Un éminent conseiller de l’ancien Président américain, Geor-ges Bush junior, a écrit que la puissance des Etats est indissociable de la pratique par ses dirigeants d’actes monstrueux. Il est vrai que son livre était paru dans un contexte où la politique étrangère de l’administration Bush faisait l’objet de vives critiques de la part de certains pays la vieille Europe. Il s’agissait, pour l’auteur, de rappeler à ces moralistes d’aujourd’hui, la barbarie et les atrocités d’hier (l’esclavage, la colonisation et les génocides), commises par leurs aînés.
Si on peut définir la morale comme la capacité de faire le bien plutôt que le mal, on se retrouve, dès lors, confronté à une insidieuse double interrogation : qu’est-ce que le bien ? Qu’est-ce que le mal ? Outre, que l’honnêteté intellectuelle exige de nous la reconnaissance qu’il ne peut y avoir une réponse unique et universelle à ces questions, de même devrions-nous avouer notre impuissance à donner tort ou raison à ceux qui pourraient être tentés d’invoquer le droit à commettre un mal nécessaire pour préserver un bien plus fondamental. En fait, la vraie problématique de la morale se trouve dans cette équation simple mais implacable : qui décide de ce qui est bien ou de ce qui est mal ?
La réponse : c’est l’Homme. Avec tous ses défauts et toutes ses imperfections. Or, nous voilà ramenés au cœur de notre questionnement, le jugement d’un acteur politique et celui d’un citoyen ordinaire non engagé ne peut être le même. Lorsque, généralement, nous jugeons un acte politique controversé, nous ne prenons en compte que des informations parcellaires.
L’opposant ne cherchera, le plus souvent, qu’à mettre en évidence les inconvénients d’une décision du gouvernement et celui qui est aux affaires ne mettra l’accent que sur les avantages. Les uns et les autres ne chercheront, en définitif, qu’à tirer la couverture à soi. Mais, aucune décision politique n’est prise à la légère, chaque camp pèse et soupèse en se fondant sur la morale ou sa compréhension de celle-ci. Mais où est le bien et où est le mal ?

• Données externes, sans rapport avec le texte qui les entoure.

PR #723, opened 2017-12-06
Use %v format for non-strings (and don't have String() method)

neiljerram:
- errors
- KVPair.Key
- Identifier fields in lib/errors/errors.go


neiljerram:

Pour un acteur politique, trop souvent malheureusement, le bien est synonyme de tout ce qui le fera accéder ou durer au pouvoir, à l’inverse le mal est tout ce qui peut lui faire perdre ce pouvoir ou l’empêcher d’y accéder. Pour la plupart des gens qui ne sont nullement désireux ni de conquérir ni de conserver une once de pouvoir, il est tout à fait compréhensible de ne pas avoir la même acception du bien et du mal que les acteurs politiques. C’est pourquoi leurs actions nous paraissent si peu «morales» et leurs explications alambiquées. Car celles-ci ne prennent jamais en compte les vrais mobiles. Néanmoins, il peut arriver, fort heureusement, qu’un acteur politique s’élève au dessus de ces contingences pour s’accrocher, à une conception du bien et du mal plus proche, non de celle du plus grand nombre mais de ce qui sert ou peut servir durablement le plus grand nombre.
Dans ce cas, l’acteur politique choisit d’être impopulaire et incompris. Et si d’aventure, les faits tardaient à lui donner raison, il sera, sans ménagement, balayé comme un mal propre.
Pour beaucoup de citoyens, cependant, la politique ne peut être morale car, pour eux, les mobiles des politiques ne fondent pas, à leurs yeux une morale satisfaisante. Mais à y regarder de près, la morale suspecte des acteurs politiques, on se rend compte que c’est souvent celle du bon sens, qui la commande et la justifie.
Au Sénégal, si vous êtes acteur politique, que vous refusez de répondre aux nombreuses sollicitations dont vous êtes l’objet de la part de vos parents, de vos compagnons, vous pouvez dire adieu à vos ambitions de pouvoir. Mais, comme vous ne pouvez gagner assez de revenus par la sueur de votre front, vous voilà embarqués dans des mics-macs qui vous éloignent, assez vite, de la droiture et de l’intégrité. En réalité, la morale en politique existent bel et bien ; le nier c’est nier également que la politique ne crée pas les comportements mais qu’elle s’en sert.
La morale, c’est-à-dire, la connaissance du bien et du mal, est une valeur que nous enseignent ou que devraient nous enseigner la famille et l’école. Mais, dans notre pays, les chefs de famille sont trop souvent absents de la vie de leurs enfants et l’école trop écrasée par le poids du marché. Nos enfants, dès lors, écoutent peu ce que nous leur recommandons de faire ou de ne pas faire ; par contre, ils regardent beaucoup nos faits et gestes et s’inspirent de ce qu’ils nous voient faire. Or que voient-ils ?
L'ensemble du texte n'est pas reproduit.